Pick each line containing "using" out of the records.

*** Opening of RECORDED INFORMATION ***

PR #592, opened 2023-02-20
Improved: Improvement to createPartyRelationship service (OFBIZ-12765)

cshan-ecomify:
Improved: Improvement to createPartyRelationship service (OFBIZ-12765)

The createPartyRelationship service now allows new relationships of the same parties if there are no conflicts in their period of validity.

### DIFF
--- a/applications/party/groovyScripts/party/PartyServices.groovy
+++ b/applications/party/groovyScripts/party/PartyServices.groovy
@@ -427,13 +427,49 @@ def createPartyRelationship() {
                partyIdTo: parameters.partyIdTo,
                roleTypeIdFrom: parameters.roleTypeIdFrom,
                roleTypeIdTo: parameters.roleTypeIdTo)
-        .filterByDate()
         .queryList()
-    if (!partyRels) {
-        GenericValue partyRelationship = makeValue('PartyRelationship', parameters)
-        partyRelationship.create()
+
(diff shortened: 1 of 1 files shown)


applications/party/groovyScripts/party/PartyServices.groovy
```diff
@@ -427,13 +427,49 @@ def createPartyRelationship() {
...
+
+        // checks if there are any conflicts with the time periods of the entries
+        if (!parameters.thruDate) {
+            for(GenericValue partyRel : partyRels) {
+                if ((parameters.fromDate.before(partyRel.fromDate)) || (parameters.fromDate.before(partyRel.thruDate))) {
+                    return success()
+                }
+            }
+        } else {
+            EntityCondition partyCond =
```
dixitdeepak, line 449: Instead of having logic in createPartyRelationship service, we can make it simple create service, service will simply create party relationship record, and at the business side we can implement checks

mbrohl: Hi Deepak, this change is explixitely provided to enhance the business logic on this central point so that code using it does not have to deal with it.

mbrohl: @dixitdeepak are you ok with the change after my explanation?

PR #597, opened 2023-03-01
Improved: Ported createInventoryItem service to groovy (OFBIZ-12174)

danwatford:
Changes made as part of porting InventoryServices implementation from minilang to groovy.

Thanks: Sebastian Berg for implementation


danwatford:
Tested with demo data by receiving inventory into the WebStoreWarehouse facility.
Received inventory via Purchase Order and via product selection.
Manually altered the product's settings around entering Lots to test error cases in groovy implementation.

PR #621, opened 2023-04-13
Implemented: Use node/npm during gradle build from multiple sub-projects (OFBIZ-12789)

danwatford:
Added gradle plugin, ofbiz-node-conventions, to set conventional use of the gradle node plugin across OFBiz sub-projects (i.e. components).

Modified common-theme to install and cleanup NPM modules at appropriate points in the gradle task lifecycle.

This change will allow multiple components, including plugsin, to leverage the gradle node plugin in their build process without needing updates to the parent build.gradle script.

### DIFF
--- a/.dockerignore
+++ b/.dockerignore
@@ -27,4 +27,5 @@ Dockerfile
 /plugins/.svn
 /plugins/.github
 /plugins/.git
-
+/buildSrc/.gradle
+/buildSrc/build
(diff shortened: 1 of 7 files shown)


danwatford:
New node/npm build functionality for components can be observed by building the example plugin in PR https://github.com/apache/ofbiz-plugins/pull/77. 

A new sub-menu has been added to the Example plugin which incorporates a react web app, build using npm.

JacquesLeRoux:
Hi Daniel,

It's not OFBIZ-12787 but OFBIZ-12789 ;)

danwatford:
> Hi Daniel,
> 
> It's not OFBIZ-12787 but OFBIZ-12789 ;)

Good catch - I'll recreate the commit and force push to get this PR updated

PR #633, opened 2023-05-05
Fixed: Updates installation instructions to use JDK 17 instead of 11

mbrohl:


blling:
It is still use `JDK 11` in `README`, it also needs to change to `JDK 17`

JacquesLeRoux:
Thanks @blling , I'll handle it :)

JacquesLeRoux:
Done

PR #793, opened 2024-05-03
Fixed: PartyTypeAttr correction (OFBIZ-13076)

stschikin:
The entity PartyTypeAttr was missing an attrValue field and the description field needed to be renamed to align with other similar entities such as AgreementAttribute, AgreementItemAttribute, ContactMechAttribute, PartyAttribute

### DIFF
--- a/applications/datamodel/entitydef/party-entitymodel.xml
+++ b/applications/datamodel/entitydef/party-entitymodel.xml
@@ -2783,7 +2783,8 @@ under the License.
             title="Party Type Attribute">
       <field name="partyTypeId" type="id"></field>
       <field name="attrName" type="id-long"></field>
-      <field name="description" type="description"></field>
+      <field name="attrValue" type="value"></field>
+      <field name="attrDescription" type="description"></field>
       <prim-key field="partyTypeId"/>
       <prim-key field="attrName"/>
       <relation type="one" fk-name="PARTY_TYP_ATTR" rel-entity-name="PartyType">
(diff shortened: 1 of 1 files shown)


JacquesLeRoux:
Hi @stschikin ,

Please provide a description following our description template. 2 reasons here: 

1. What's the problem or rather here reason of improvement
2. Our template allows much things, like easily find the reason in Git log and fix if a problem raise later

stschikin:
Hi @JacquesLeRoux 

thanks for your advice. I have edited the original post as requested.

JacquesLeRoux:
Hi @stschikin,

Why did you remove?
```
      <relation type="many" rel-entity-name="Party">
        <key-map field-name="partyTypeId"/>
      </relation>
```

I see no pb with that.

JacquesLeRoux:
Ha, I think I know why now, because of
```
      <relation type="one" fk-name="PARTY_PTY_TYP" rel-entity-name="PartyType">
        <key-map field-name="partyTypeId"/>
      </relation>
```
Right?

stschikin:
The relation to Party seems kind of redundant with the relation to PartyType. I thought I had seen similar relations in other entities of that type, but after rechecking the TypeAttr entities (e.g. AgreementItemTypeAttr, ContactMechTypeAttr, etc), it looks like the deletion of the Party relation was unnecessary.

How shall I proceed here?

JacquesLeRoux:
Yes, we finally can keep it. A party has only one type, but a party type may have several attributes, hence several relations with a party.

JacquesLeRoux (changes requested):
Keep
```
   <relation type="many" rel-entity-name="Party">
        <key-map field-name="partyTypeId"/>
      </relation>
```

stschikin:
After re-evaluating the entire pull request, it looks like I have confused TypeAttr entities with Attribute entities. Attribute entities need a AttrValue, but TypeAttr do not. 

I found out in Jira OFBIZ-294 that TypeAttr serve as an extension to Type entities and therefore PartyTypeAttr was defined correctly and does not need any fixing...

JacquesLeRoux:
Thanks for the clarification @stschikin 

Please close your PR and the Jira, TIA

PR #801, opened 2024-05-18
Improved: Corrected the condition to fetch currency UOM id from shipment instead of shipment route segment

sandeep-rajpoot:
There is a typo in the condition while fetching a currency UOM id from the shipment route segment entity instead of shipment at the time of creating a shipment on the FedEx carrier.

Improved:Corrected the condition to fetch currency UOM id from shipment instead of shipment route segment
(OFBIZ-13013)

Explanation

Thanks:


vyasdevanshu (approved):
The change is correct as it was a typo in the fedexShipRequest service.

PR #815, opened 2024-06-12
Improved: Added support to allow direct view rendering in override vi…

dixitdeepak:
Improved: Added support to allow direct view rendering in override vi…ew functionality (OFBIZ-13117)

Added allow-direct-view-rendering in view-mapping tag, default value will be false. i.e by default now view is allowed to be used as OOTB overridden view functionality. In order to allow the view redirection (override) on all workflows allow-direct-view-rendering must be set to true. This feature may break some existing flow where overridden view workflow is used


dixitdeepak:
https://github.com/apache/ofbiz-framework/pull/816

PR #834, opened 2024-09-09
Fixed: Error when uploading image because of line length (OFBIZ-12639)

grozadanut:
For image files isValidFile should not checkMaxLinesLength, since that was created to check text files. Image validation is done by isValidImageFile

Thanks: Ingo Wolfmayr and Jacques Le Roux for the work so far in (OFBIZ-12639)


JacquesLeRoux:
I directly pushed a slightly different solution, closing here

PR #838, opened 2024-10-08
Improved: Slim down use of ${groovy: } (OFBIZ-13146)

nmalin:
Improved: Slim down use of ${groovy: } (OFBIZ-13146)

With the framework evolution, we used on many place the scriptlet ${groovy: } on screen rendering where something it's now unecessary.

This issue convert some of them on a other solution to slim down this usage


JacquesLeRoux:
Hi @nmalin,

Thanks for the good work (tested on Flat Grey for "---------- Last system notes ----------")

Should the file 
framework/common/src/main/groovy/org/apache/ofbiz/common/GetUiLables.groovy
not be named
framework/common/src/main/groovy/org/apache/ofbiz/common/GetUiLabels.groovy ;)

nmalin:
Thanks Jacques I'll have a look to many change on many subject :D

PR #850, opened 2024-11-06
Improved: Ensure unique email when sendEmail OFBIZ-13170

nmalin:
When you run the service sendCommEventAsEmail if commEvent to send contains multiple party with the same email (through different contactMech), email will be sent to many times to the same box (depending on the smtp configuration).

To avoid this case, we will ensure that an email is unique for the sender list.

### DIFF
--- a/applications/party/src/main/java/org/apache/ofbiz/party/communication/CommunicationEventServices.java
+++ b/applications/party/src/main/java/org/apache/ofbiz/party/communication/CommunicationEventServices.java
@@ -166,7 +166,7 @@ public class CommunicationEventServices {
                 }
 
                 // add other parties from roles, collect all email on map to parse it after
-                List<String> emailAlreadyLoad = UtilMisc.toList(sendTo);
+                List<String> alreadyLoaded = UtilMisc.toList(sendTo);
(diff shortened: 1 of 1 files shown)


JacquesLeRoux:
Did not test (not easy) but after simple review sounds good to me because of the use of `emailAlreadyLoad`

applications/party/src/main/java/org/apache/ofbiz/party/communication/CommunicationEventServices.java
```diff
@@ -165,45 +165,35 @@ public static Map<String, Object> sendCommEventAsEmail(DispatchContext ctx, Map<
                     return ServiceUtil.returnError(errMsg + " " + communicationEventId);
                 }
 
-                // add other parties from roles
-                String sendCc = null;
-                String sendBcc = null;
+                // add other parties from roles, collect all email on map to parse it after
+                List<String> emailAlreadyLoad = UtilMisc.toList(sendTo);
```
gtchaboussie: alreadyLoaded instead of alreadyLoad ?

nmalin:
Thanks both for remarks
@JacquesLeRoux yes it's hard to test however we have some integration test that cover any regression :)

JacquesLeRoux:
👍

*** Close of RECORDED INFORMATION ***

### SOLUTION FOR THIS TASK
mbrohl: Hi Deepak, this change is explixitely provided to enhance the business logic on this central point so that code using it does not have to deal with it.
A new sub-menu has been added to the Example plugin which incorporates a react web app, build using npm.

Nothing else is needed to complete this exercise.